Future extensions to this model that could allow it to be used as a predictive tool for clinicians would be adding additional microstructural features that have an influence on the overall behaviour of the heart. The microstructures chosen in this work are a very basic starting point as a first approximation to the myocardial microstructure using the computational platform that we have created for our novel poroelastic composite model. The next steps will be to carry out further numerical tests with increasingly complex microstructures such as to include fibroblasts (Humeres and Frangogiannis 2019; Fan et al. 2012), different directions of collagen and elastin fibres (Purslow 2008; Ohayon and Chadwick 1988) and indeed tortuosity of the channels Penta and Ambrosi (2015). As well as obtaining additional data from medical imaging that would allow us to create a patient specific profile of the elastic parameters post infarction and in the recovery period.

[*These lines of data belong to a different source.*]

PR #20102, opened 2020-02-08
Reinstate Cassandra smoke tests

### LINKED ISSUE #10453: Upgrade to a Cassandra version that works with Java 9
See [CASSANDRA-9608](https://issues.apache.org/jira/browse/CASSANDRA-9608). Our sample is disabled on Java 9 at the moment.

See also https://github.com/jsevellec/cassandra-unit/issues/249

dreis2211:
Hi,

I just noticed that `spring-boot-smoke-test-data-cassandra` is doing nothing. I traced this back to ca1710ee56d327e46a76f028f7bbc12dc974ee5e, but wasn't sure if the removal was intentional.

Reinstating the tests required some changes as they didn't work anymore as they were. While working on it, I noticed that this should effectively fix #10453 as we're on a version that works with Java 9 now and my PR makes use of `testcontainers` instead of the old `cassandra-unit-spring` approach.

If you think, they shouldn't be brought back at all, I'm also happy to simply remove the complete folder.

Let me know what you think.
Cheers,
Christoph

### DIFF
--- a/spring-boot-tests/spring-boot-smoke-tests/spring-boot-smoke-test-data-cassandra/src/test/java/smoketest/data/cassandra/SampleCassandraApplicationTests.java
+++ b/spring-boot-tests/spring-boot-smoke-tests/spring-boot-smoke-test-data-cassandra/src/test/java/smoketest/data/cassandra/SampleCassandraApplicationTests.java
@@ -1,0 +1,71 @@
+/*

Another useful source of data for model comparison and validation would come from elastography of the heart. The elastography technique uses vibrations applied to the skin and measures the responses from the underlying tissues since stiffer tissue responds differently to softer tissue (Wells and Liang 2011) This can be used to assess changes in myocardial elasticity during the cardiac cycle (Tzschätzsch et al. 2012). These measurements along with our model predictions can provide valuable insight to clinicians on the stiffness of the heart and inform treatment choices.

A final consideration that may be useful to our model simulations is the effects of the cell membranes of the different components in our periodic cell. This consideration can be very useful for some tissue types and perhaps less influential in others. Factors that could influence the importance of the cell membrane on the mechanics are the structure of the membrane and its stiffness or the permeability of the membrane. The cell membrane can have the following important mechanical properties such as its elastic modulus, shear modulus, bending stiffness, and viscosity (Dai and Sheetz 1997). Cell membranes have a very low shear modulus as well as a high elastic modulus. The permeability of the membrane influences the transport of substances across the cell membrane and in this case will be extremely important for the mechanics. This was investigated in Penta and Merodio (2017) for vascularised poroelastic materials.